Analysis of Wake Interaction of Savonius Tidal Turbine in Shallow Water Application

Abstract

Malaysia highly depends on non-renewable energy sources like fossil fuels to supply the country's growing energy needs. On the other side, the oil and gas industry is facing challenges due to the depletion of fossil fuel supplies. Renewable energy is an alternative to fossil fuels that has been developed as a means of maintaining steady development in Malaysia. This is due to the slow average current speed in the sea around the country. Various renewable energy sources have been researched, with tidal energy garnering the most interest. This study focuses on tidal turbine array configuration for shallow water applications by using a Savonius turbine. The turbine layout is challenging to deploy the tidal array properly, and the wake interaction between the devices must be studied. The multi-row and single-row arrays have been studied using Computational Fluid Dynamics (CFD) simulations.
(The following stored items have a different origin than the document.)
PR #2927, opened 2021-04-13
Add integration test for Swift Package Manager

### LINKED ISSUE #2903: Add `SwiftPackageManagerTest` by analogy with `CocoaPodsTest/PodInstall`
Currently, we have the [CocoaPodsTest](https://github.com/mapbox/mapbox-navigation-ios/tree/main/Tests/CocoaPodsTest/PodInstall), which verifies that a test project can be built with Navigation SDK installed via CocoaPods.
Swift Package Manager gradually becoming the preferable way to install Navigation SDK, so I propose to add a new SwiftPackageManagerTest that will try to build a test project that has our Navigation SDK installed via SPM, similar to the CocoaPods one that we already have.

azarovalex:
### Description
Fixes #2903.

### Implementation
We already build the Example scheme on CI, where our SDKs are included via SPM, however, we added the `mapbox-navigation-ios` package to the Xcode project: 
image

This isn't the way our package will be integrated into the consumer apps. For example, we don't have MapboxNavigation and MapboxCoreNavigation in our [Package.resolved](https://github.com/mapbox/mapbox-navigation-ios/blob/release-v2.0/MapboxNavigation.xcodeproj/project.xcworkspace/xcshareddata/swiftpm/Package.resolved) file.

On the other hand, my sample app contains an external reference to the `MapboxNavigation` package, which is the expected way to integrate our SDK:
image

By integrating the package this way we now have it in [Package.resolved](https://github.com/mapbox/mapbox-navigation-ios/blob/3cf0ef9b36c4ce8e2dc27b4c078098d260c0bc4b/Tests/SPMTest/SPMTest.xcodeproj/project.xcworkspace/xcshareddata/swiftpm/Package.resolved#L50) file.
Also now we have `XCRemoteSwiftPackageReference` section in [.pbxproj file](https://github.com/mapbox/mapbox-navigation-ios/blob/3cf0ef9b36c4ce8e2dc27b4c078098d260c0bc4b/Tests/SPMTest/SPMTest.xcodeproj/project.pbxproj#L354-L363), which we don't have in current development project.
All these will help us to test SPM integration fairer and avoid issues like #2824.

I also added new CircleCI step that builds and archives this sample app.

### DIFF
--- a/.circleci/config.yml
+++ b/.circleci/config.yml
@@ -255,6 +255,26 @@ jobs:
       - *build-Example
       - *save-cache
 
+  spm-integration-test:
+    parameters:
+      iOS:
+        type: string
+        default: "14.4"
+      xcode:
+        type: string
+        default: "12.4.0"
+    macos:
+      xcode: << parameters.xcode >>
+    environment:
+      HOMEBREW_NO_AUTO_UPDATE: 1
+    steps:
+      - checkout
+      - *prepare-mapbox-file
+      - *prepare-netrc-file
+      - run: sed -i '' -e "s/6cc9728a615ed9b08632a6c2d09f7fca57a5c542/`git rev-parse --verify HEAD`/" Tests/SPMTest/SPMTest.xcodeproj/project.pbxproj # Replace SPM package reference with current revision
+      - run: cd Tests/SPMTest && xcodebuild -scheme SPMTest -destination 'platform=iOS Simulator,OS=<< parameters.iOS >>,name=iPhone 8 Plus' -derivedDataPath derivedData/ clean build | xcpretty
+      - run: cd Tests/SPMTest && xcodebuild -scheme SPMTest -sdk iphoneos<< parameters.iOS >> -destination generic/platform=iOS -derivedDataPath derivedData/ clean archive CODE_SIGNING_ALLOWED="NO" | xcpretty
+
   ios-trigger-metrics:
     parameters:
       xcode:
@@ -294,6 +314,7 @@ workflows:
           iOS: "14.0"
           lint: true
       - xcode-12-examples
+      - spm-integration-test
       - ios-trigger-metrics:
           filters:
             branches:
--- a/.circleci/config.yml
+++ b/.circleci/config.yml
@@ -272,9 +272,7 @@ jobs:
       - *prepare-mapbox-file
       - *prepare-netrc-file
       - *add-github-to-known-hosts
-      - run: sed -i '' -e "s/6cc9728a615ed9b08632a6c2d09f7fca57a5c542/`git rev-parse --verify HEAD`/" Tests/SPMTest/SPMTest.xcodeproj/project.pbxproj # Replace SPM package reference with current revision
-      - run: cd Tests/SPMTest && xcodebuild -scheme SPMTest -destination 'platform=iOS Simulator,OS=<< parameters.iOS >>,name=iPhone 8 Plus' -derivedDataPath derivedData/ clean build | xcpretty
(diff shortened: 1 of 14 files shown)


.circleci/config.yml
```diff
@@ -255,6 +255,27 @@ jobs:
...
+    macos:
+      xcode: << parameters.xcode >>
+    environment:
+      HOMEBREW_NO_AUTO_UPDATE: 1
+    steps:
+      - checkout
+      - *prepare-mapbox-file
+      - *prepare-netrc-file
+      - *add-github-to-known-hosts
+      - run: sed -i '' -e "s/6cc9728a615ed9b08632a6c2d09f7fca57a5c542/`git rev-parse --verify HEAD`/" Tests/SPMTest/SPMTest.xcodeproj/project.pbxproj # Replace SPM package reference with current revision
```
1ec5, line 275: Should we factor this command into a script to allow verifying locally on the command line?

Tests/SPMTest/SPMTest.xcodeproj/project.xcworkspace/xcshareddata/swiftpm/Package.resolved
```diff
@@ -0,0 +1,124 @@
+{
+  "object": {
+    "pins": [
+      {
+        "package": "MapboxCommon",
+        "repositoryURL": "https://github.com/mapbox/mapbox-common-ios.git",
+        "state": {
+          "branch": null,
+          "revision": "50a87705438ee5b2c890a1fcacb54dfd867d738f",
+          "version": "10.0.2"
```
1ec5, line 10: update-version.sh runs `pod update` to ensure that the CocoaPods integration test’s Podfile.lock reflects the dependency versions that CocoaPods would resolve in downstream projects. What would be the equivalent for SPM, to ensure that we aren’t just testing a hard-coded set of resolved versions?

The numerical research using a CFD technique is used to explore the effect of turbine spacing and capacity on the array's wake production. The vertical axis turbine is represented by a hypothetical 'actuator' cylinder and a 'Savonius' disc (VATT). Following the domain configuration, the turbine has been configured to static modes. According to the findings, the VATT model has a faster wake recovery and follows the definition of the distant wake. When working in shallow water, staggered arrays with bigger spacing are recommended since there is a lower chance of wake mixing between the rows.